What to produce: Nothing below is to be printed except the lines between the line holding "PR #10137, opened 2024-05-08" and the line holding "refactoring our math", inclusive, each exactly as it appears.

○ ○ ○ ○ ○

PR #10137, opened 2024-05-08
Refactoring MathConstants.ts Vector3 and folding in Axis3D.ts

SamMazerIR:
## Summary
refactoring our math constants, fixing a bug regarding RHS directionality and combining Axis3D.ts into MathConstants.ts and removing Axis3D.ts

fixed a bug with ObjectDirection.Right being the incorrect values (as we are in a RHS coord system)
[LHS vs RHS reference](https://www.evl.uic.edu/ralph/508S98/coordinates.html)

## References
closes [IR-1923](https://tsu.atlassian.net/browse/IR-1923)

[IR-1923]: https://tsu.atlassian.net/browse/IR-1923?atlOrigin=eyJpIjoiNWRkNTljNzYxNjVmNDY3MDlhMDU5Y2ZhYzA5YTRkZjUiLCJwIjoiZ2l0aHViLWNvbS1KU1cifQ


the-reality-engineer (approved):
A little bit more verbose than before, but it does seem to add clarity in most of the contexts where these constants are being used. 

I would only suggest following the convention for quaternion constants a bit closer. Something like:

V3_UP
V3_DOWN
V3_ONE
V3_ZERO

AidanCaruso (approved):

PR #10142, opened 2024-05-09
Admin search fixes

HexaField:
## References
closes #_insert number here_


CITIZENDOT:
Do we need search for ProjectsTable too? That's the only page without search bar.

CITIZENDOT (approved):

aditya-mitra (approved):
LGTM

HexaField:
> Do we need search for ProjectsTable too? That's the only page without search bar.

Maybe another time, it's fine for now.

○ ○ ○ ○ ○

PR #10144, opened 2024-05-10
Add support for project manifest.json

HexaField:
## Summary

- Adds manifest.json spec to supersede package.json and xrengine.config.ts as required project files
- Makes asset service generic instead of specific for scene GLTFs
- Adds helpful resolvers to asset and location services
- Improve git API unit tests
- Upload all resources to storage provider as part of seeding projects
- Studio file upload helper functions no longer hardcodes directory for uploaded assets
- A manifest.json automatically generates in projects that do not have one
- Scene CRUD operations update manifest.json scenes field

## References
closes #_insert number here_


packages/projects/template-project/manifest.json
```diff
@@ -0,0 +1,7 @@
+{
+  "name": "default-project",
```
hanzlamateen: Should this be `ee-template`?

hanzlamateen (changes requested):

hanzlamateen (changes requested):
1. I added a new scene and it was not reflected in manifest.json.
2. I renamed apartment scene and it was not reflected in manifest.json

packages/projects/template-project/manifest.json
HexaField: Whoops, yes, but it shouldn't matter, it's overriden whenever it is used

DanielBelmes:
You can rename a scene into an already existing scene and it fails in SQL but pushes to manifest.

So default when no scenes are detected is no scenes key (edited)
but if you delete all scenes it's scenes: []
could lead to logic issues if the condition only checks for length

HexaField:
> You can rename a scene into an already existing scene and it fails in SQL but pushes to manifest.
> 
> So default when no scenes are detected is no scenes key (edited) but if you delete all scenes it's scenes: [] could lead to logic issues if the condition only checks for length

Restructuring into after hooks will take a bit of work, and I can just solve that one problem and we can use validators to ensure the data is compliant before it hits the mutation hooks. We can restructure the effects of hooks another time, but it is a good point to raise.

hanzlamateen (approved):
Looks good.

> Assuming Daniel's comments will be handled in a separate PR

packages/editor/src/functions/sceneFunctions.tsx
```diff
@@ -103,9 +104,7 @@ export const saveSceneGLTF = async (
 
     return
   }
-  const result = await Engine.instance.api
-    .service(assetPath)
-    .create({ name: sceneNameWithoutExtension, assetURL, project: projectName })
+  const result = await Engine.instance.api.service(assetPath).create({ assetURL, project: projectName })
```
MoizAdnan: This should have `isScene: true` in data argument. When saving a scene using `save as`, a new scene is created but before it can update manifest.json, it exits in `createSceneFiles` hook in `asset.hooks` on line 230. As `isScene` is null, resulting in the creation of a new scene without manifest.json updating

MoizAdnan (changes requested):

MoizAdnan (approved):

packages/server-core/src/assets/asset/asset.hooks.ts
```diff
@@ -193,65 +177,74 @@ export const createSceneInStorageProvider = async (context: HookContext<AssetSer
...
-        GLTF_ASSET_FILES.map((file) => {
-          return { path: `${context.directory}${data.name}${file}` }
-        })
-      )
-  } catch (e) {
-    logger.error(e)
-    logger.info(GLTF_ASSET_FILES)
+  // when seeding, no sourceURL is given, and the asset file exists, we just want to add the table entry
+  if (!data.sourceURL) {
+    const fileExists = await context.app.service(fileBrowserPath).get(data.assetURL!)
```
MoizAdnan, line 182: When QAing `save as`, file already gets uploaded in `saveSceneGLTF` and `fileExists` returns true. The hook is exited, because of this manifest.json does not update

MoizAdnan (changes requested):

○ ○ ○ ○ ○

Output of the exercise:
PR #10137, opened 2024-05-08
Refactoring MathConstants.ts Vector3 and folding in Axis3D.ts

SamMazerIR:
## Summary
refactoring our math constants, fixing a bug regarding RHS directionality and combining Axis3D.ts into MathConstants.ts and removing Axis3D.ts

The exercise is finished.